Think of sports tickets. There is massive inefficiency in the primary market,
meaning tickets you buy directly from the arena or on TicketMaster. One
inefficiency comes from all the season ticket holders who skip the majority of
the games and only go to the ones they actually want to see.

We can fix this inefficiency on a secondary market (the scalpers, StubHub,
etc). A scalper might make a decent take by finding season ticket holders and
buying the unused tickets. Then, the scalper sells the tickets to fans who
waited too late to buy (or won't pay full price).

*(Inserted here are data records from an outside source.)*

PR #6938, opened 2026-09-17
WI-002542: reorder a run's stops without a long vertical drag

yusuffGoodie:
> **Stacked:** 6930 → 6931 → 6932 → 6933 → 6934 → 6935 → 6936 → [#6937](https://github.com/ONE-F-M/one_fm/pull/6937) → this.

## A bug this found

Extracting the reorder so the arrows could share it surfaced a defect in code that was already there:

```js
if (sourceIndex >= tripStops.length || targetIndex >= tripStops.length) return;
```

`targetIndex` is an **insert-before** position, so `length` is legal — it means *"put it at the end"*. Dragging never produces that, because every drop target is an existing row, so the guard had never been wrong in production. But **the down arrow on the second-to-last stop is exactly the move that has to append**, and it was silently swallowed: the click did nothing at all, no error, no alert.

I only caught it by clicking it on the live board. The unit tests I was about to write would have asserted the arithmetic I *intended* and passed.

## The three additions

| AC | |
|---|---|
| **1** | ▲/▼ per stop; hidden at the ends of the run, so the only arrows on screen are ones that do something |
| **2** | Compact / Detailed toggle, collapsing everything below the stop header |
| **3** | Drawer auto-scrolls within 15% of either edge while dragging |
| **4** | Arrows go through the **same** `_reorderStop` as the drag |

**AC4 is why the refactor was worth it.** It asks that an arrow move re-index and re-time "exactly as before" — the only way to mean that literally is for it to *be* the same code. Three triggers, one path; a second implementation drifts the moment either is touched.

## Verified on the live board

- arrow visibility across a 3-stop run: **`[1, 2, 1]`** — first hides ▲, middle has both, last hides ▼
- moved "Wafra Substation WJO" from position 3 → 2 (alert confirmed the new order), then back down → **run restored to its original order**
- compact view: **474px → 66px** per row, chips and detail rows gone, **8 rows fit** the 531px drawer against AC2's "6–8"; toggling back restores exactly

## Two details worth a look

- **Compact collapses the row's own padding too.** Hiding the content but keeping the padding leaves the run as tall as it was, which defeats the point.
- **Auto-scroll runs on a timer, not off `dragover` alone.** `dragover` only fires while the pointer *moves*; a dispatcher holding still at the edge still expects the list to keep coming. It's cleared on drop, on drag end, and as soon as the pointer leaves the edge — a timer left running would scroll the drawer for the rest of the session.

## Tests

`one_fm/tests/test_stop_sequence_controls.py` — 24 tests. The index arithmetic is walked in Python, **including the append case that was broken**, so that regression is now pinned.

| module | result |
|---|---|
| `test_stop_sequence_controls` | 24 passed |
| `test_stop_removal_controls` / `test_pool_filters` / `test_transportation_schedule` | OK |
| `test_default_leg_timings` / `test_drop_time_departure` / `test_merge_preview` / `test_forward_departure_scheduling` | OK |


yusuffGoodie:
## Over-stretch fix (second commit)

Thanks for catching this — reproduced on **S-101** and it turned out to be a real defect that predates this PR.

### What it was

The camp departure and the ride home are stored against the **trip**, not on any block. The reorder re-timed the stops and never touched them. The lane draws a run from `min(stored departure, first stop)` → `max(stored arrival, last stop)`, so:

| S-101 on the live plan | |
|---|---|
| stops after reorder | **17:33 – 19:01** |
| stored pair (untouched) | 04:50 / 05:59 |
| block drawn | **04:50 – 19:01** ← the over-stretch |
| drawer header | `04:50 → 05:59 (**-1371 min**)` |

**This was not introduced by the arrows.** Drag-to-reorder never moved the pair either — the arrows just made it easy to reach.

### The fix, in two halves

**1. The reorder moves both stamps**, each by the delta of the end it belongs to: the camp departure keeps its lead over the first stop, the ride home keeps its trail after the last. One shared delta would put the arrival wrong whenever the reorder changes the run's overall length — which it does whenever the gaps aren't all equal.

**2. That stops the drift but doesn't repair a plan already holding a stale pair**, so the reads now refuse one that cannot describe its run: *a bus leaves before its first stop and gets home after its last*. A pair failing either test came from a different timing, and **both halves are dropped together** — keeping the plausible half still draws the block from a time the run doesn't have.

The clamp itself is unchanged, so a **real** camp leg still widens the block — that's the point of it. One rule, read by both the lane and the drawer, so the header and the block can't disagree again.

### Verified on the live board

- S-101 header now reads **`17:33 → 19:01 (88 min)`**, block draws **17:33–19:01**
- a reorder moves the stops and leaves the span correct; moving back restores the original order
- across **all 95 trips** on the plan, **none spans more than ten hours** — so no other run is still stretched

### One test updated, not dropped

`test_lane_day_rebase` pinned the old expression by its literal text. The behaviour it guards — *a stored timing may widen a block but never shrink it below its stops* — is unchanged, so the assertion moved to the current form and gained a check that both readers share one rule.

10 new tests cover the shift and the staleness rule, including S-101's actual numbers. Full sweep green: `test_lane_day_rebase`, `test_stop_sequence_controls` (34), `test_merge_preview`, `test_transportation_schedule`, `test_drop_time_departure`, `test_pool_filters`, `test_forward_departure_scheduling`, `test_mixed_trip_merge`, `test_default_leg_timings`, `test_stop_removal_controls`.

NoBoneZ (approved):

PR #6939, opened 2026-09-17
WI-002543: the Trip Builder's leg table stops scrolling sideways

yusuffGoodie:
> **Stacked:** 6930 → 6931 → 6932 → 6933 → 6934 → 6935 → 6936 → 6937 → [#6938](https://github.com/ONE-F-M/one_fm/pull/6938) → this.

## Measured, at four widths

Real run, all legs rendered:

| viewport | dialog | frame scrolls horizontally | last column | Accommodation col |
|---|---|---|---|---|
| 1854px | **95%** | **no** | flush at edge | 377px |
| 1280px | **95%** | **no** | flush at edge | 195px |
| 1024px | **95%** | **no** | flush at edge | 114px |
| 900px | **95%** | **no** | flush at edge | 75px |

The location columns absorb the squeeze — that's AC3's *"allocate remaining space proportionally to text columns"* — and `Target Arrival` / `On Board` stay fully visible at every width (AC4).

## Three changes, and why one alone wouldn't do

**1. The dialog takes 95% of the viewport.** The Trip Builder is a working surface, not a message box.

**2. `table-layout: fixed`.** Without it the browser sizes columns from their **content**, so one long location name widens the whole table however much room the dialog has — the widths would be suggestions rather than rules.

**3. `table-responsive` is gone from this table.** Its `overflow-x: auto` **is** the sideways scrollbar AC1 asks to eliminate. Widening the dialog while leaving it in place only moves the problem. The frame now scrolls *down* and never *across*, with the header sticky while it does.

## Details worth a look

- **Every fixed width is a number or a clock** — Stop 44, Action 92, clocks 76, minute columns 74. Everything else goes to the three location columns.
- **The minute inputs became `width: 100%` of their cell.** A 72px input inside a 74px column is what made those two columns immovable — the input was setting the floor.
- **`.rp-leg-place { max-width: 0 }`** is the idiom that lets a fixed-layout cell shrink below its content. Without it the text columns refuse to give ground and the table overflows anyway.
- **AC2:** a stop serving several shifts sends them comma-joined, and printing all of them is what pushed the table wide in the first place. Cells now show the first place plus a `+N more` badge, with the full list on the tooltip. A single-location cell gets no badge — `+0 more` on every ordinary stop would be noise.

## Tests

`one_fm/tests/test_trip_builder_layout.py` — 18 tests, including one asserting the split separator matches the `", ".join(shift_places)` the server actually produces, and one that fails if `table-responsive` returns to this table.

| module | result |
|---|---|
| `test_trip_builder_layout` | 18 passed |
| `test_merge_preview` / `test_stop_sequence_controls` / `test_lane_day_rebase` | OK |
| `test_transportation_schedule` / `test_default_leg_timings` / `test_drop_time_departure` / `test_pool_filters` / `test_mixed_trip_merge` | OK |

**No data written** — the modal was opened via *Edit Trip Timings* and closed without confirming.


yusuffGoodie:
## Fix: a truncated header now says what it is

Reported in testing by @y-oyedele — hovering **"Target…"** showed nothing.

The leg table fits by **width, not by label** (that's what AC3 asks for), so a 76px column holding "Target Arrival" **always** ellipsizes — and so do `Departure`, `Buffer (min)`, `Transit (min)` and `On Board`.

The location **cells** have carried their full text on a tooltip since AC2. The **headers** never did. So the one place the ellipsis is guaranteed to bite was the one place with nothing behind it.

Every header now carries its own label as a `title` — the same answer AC2 already gives for the cells: the ellipsis is the layout working, not a reason to hide what the column is.

### One list, not eleven hand-written cells

```js
const headers = [
    ['Stop', 'rp-leg-num-col'],
    ...
    ['Target Arrival', 'rp-leg-time-col'],
].map(([label, cls]) => {
    const text = esc(__(label));
    return `<th${cls ? ` class="${cls}"` : ''} title="${text}">${text}</th>`;
}).join('');
```

Written out twice, the title and the label drift the first time somebody renames a column — and **a tooltip that disagrees with its header is worse than none**. One variable feeds both.

The width classes are unchanged; they have to stay on the header cell or the first data row decides the column width instead.

### Verification

**26 tests** (8 new). The rendered row was checked **under node**, not grepped:

```
<th class="rp-leg-num-col" title="Stop">Stop</th>
<th title="Accommodation / Stop">Accommodation / Stop</th>
...
<th class="rp-leg-time-col" title="Target Arrival">Target Arrival</th>
<th class="rp-leg-time-col" title="On Board">On Board</th>
```

All eleven come out with a `title` matching their text and their original class. Also pinned: every column present, in order; the label escaped once and reused; no hand-written `<th>` left (one would have no tooltip and nothing would say so); and the AC2 cell tooltips untouched.

All **343 tests** across the Transportation epic green on the rebased tip.

> Stack rebased: #6940 and #6941 force-pushed. All remain `mergeable: true`.

NoBoneZ (approved):

PR #6941, opened 2026-09-17
WI-002545: the trip duration check found a real defect

yusuffGoodie:
> **Stacked:** 6930 → … → [#6940](https://github.com/ONE-F-M/one_fm/pull/6940) → this. **Final item of the Transportation epic.**

## AC1 asked me to check the calculation. It was wrong.

AC1 says the Active Trip duration *"needs to be checked against multiple vehicles… to confirm the calculation is triggering as per the logic"*. Checking it across six vehicles turned up this:

| vehicle | Total Time | Trip Time | |
|---|---|---|---|
| VHL-L-0004 | 9h 31m | 6h 28m | ok |
| VHL-L-0006 | 16h 5m | 6h 52m | ok |
| **VHL-L-0010** | **1h 40m** | **8h 7m** | ⚠️ eight hours of driving inside a 100-minute shift |
| **VHL-L-0007** | **3h 55m** | 3h 30m | ⚠️ understated |

**Root cause — the same trap [#6933](https://github.com/ONE-F-M/one_fm/pull/6933) documented, on the server side.** The route's two ends were picked with `min()`/`max()` over the **ISO strings**. Those stamps carry two things: the TIME is the daily trip window, the DATE is the multi-day lock's lifespan (TR-8). Sorting them whole sorts by the **lock**, not by when the bus runs — so a vehicle whose rows carry different lock dates had its span measured between two unrelated days and then reduced `% 86400` into an arbitrary remainder.

**After:**

| vehicle | before | after |
|---|---|---|
| VHL-L-0010 | `1h 40m / 8h 7m` | **`19h 23m / 8h 7m`** (badge `04:00 → 23:23`) |
| VHL-L-0007 | `3h 55m / 3h 30m` | **`14h 55m / 3h 30m`** (badge `05:05 → 20:00`) |

Both ends are now chosen by clock time, the span wraps at midnight, and the per-row durations go through the same rule rather than taking a possibly-negative difference modulo a day. **All eight vehicles checked now report Total ≥ Trip** (`incoherent: []`).

## AC2–AC5: the navigation around that number

- **AC2** — the TRIP TIME badge carries an itemised breakdown: `S-101: 04:50 → 05:59 (1h 9m)` per run. Native `title`, so it works on hover *and* tap with no popover library.
- **AC3** — a sticky pill per run under the header; clicking smooth-scrolls to that trip block. The handler is **delegated from the container**, because bound to the pills it would die with the first tab change.
- **AC4/AC5** — the shift as one bar: solid where the bus is on a run, light where it's standing, each segment naming itself on hover in AC5's exact wording (`Driving Segment: … | … → …` / `Waiting Segment: Rest Time | … → …`).

All three are measured from **one pass** over the trips. A run that reads 2h05m in the tooltip and draws a different width on the strip is worse than not drawing it. The strip is positioned in **percentages** so it's correct on first paint and stays correct on resize, and a single-stop run keeps a minimum width so it doesn't vanish.

## Tests

`one_fm/tests/test_manifest_trip_duration.py` — 22 tests, including the exact stamp pair that caused the defect (clock order opposite to date order) and an exhaustive sweep asserting no gap can reach a full day.

| module | result |
|---|---|
| `test_manifest_trip_duration` | 22 passed |
| `test_manifest_vehicle_tabs` / `test_manifest_timestamp_math` / `test_transportation_manifest_page` | OK |
| `test_trip_isolated_attendance` / `test_transportation_schedule` / `test_forward_departure_scheduling` | OK |
| `test_lane_day_rebase` / `test_merge_preview` / `test_roster_overlay` | OK |


yusuffGoodie:
## Added: a capacity overload blocks its own run, not the whole bus

Reported in testing by @y-oyedele: editing **S-703's timings** was refused with

> *Capacity Exceeded: the outbound run on VHL-L-0013 carries 26 passengers but the vehicle takes 22.*

**The overload is real** — `TS-0599` genuinely puts 26 people on a 22-seat bus. But it is a **different run on the same vehicle**, already saved that way. Nothing in that save had touched it and nothing in that save could fix it, so the dispatcher was refused an unrelated edit and told to go find a larger bus for a run they weren't looking at.

### What changed

`_vehicles_this_save_did_not_touch` already grandfathers a bus nobody went near. It was **too coarse**: editing one run's timings puts its vehicle in play, and every other run on that vehicle was then judged too.

The same membership rule now also answers at **trip** granularity — a run whose cards nobody added or removed keeps the verdict it was saved with. The lane still colours it, and the moment somebody drops a card on that run it is judged in full.

The message now **names the run**. "The outbound run on VHL-L-0013" describes a bus that may hold five of them, and the one at fault is not the one being edited:

```
Capacity Exceeded: the outbound run S-703 on VHL-L-0013 carries 26 passengers
but the vehicle takes 22. You are short 4 seat(s) — ...
```

An unnamed run still reads as a sentence rather than `run None`.

The **concurrent-overlap** check is deliberately left at vehicle granularity: two trips that overlap in time genuinely *do* share the bus, so neither one alone is at fault.

### Verification

**92 route plan tests**, 7 new — the run that gained a card is judged while the overloaded one beside it is not; a brand-new plan grandfathers nothing; the message carries the name, the counts and the shortfall.

Still green: `test_overcapacity_card_split` (25), `test_route_plan_assignment_mixed` (18), `test_vehicle_passenger_capacity` (13).

### Why it is on this branch

It touches only `route_plan.py`, belongs to no single work item, and sits at the top of the stack — putting it lower would mean re-basing eight branches for a fix none of them depend on.

yusuffGoodie:
## Fix: Trip Time is each run end to end, not the sum of its rows

Reported by @y-oyedele on **60/59220**: the header read **12h 22m** where the runs add to **12h 03m**.

### What it was doing

```python
trip_ms = sum(_clock_gap(r.start_time, r.end_time) for r in v_rows)
```

Summing the assignment **rows**. That counts a shared stop twice — a merged run sets down and picks up at the same place in the same minute, so it holds two rows over one window:

```
stop=2 Alghanim  02:15 -> 02:32   (Outward card)
stop=2 Alghanim  02:15 -> 02:32   (Return card)   ← the same 17 minutes, again
```

Row-summing **also dropped the camp and home legs**, so the figure was wrong in both directions at once and only looked plausible because the errors partly cancelled.

| VHL-L-0004 | |
|---|---|
| sum of its rows | **12h 22m** ← what the header showed |
| its seven runs, departure → final arrival | **12h 03m** |

### Why it matters beyond the number

The header disagreed with the **per-trip breakdown printed directly underneath it**. AC2's popover already measures each run end to end; the two now come from one definition, so the tooltip and the badge can't contradict each other.

### Verified across all 25 vehicles

AC1 asks for exactly this — *"checked against multiple vehicles"*:

| vehicle | trips | Trip Time | Total |
|---|---|---|---|
| **VHL-L-0004** | 7 | **12h 03m** | 17h 51m |
| VHL-L-0006 | 6 | 9h 05m | 17h 00m |
| VHL-L-0010 | 8 | 8h 26m | 19h 31m |
| VHL-L-0013 | 5 | 5h 08m | 17h 20m |

**No vehicle's Trip Time exceeds its Total Time** — eight hours of driving inside a two-hour shift is what WI-002614 was reported for, and that invariant now has a test of its own.

### Verification

**32 tests**, 10 new: a shared stop counted once, camp and home legs inside the run, separate runs kept separate, the parked gap between them excluded, an ungrouped row as its own run, a run crossing midnight, a row with no start skipped rather than zeroed, and the reported vehicle's seven runs adding to exactly 12h 03m.

Related suites green: `test_manifest_timestamp_math` (39), `test_merge_preview` (97), `test_manifest_vehicle_tabs` (19), `test_trip_isolated_attendance` (19), manifest page (26).

NoBoneZ (approved):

Now we think the scalper is evil, because he just made money without "adding
value." Except he did add value... the season ticket holder and the last-
minute-fan wouldn't have found each other without great effort. Both ended up
happier than if the scalper didn't exist. Also, the scalper takes on some
risk... he guaranteed the price he paid to the season ticket holder, had to
hold the ticket, and then determine the correct time to sell. If he held the
ticket too late (or got too greedy), the game would begin and he'd have a
worthless ticket!

We also need to somewhat regulate scalpers because if they have too much of an
impact, they can seriously distort and manipulate prices (a very wealthy
scalper can buy all the tickets to a popular game and sell them all at 10x the
price).

This analogy isn't perfect for high-frequency trading or all market making,
but I hope it shows why arbitragers both add value and reduce risk yet seem
evil to all the participants.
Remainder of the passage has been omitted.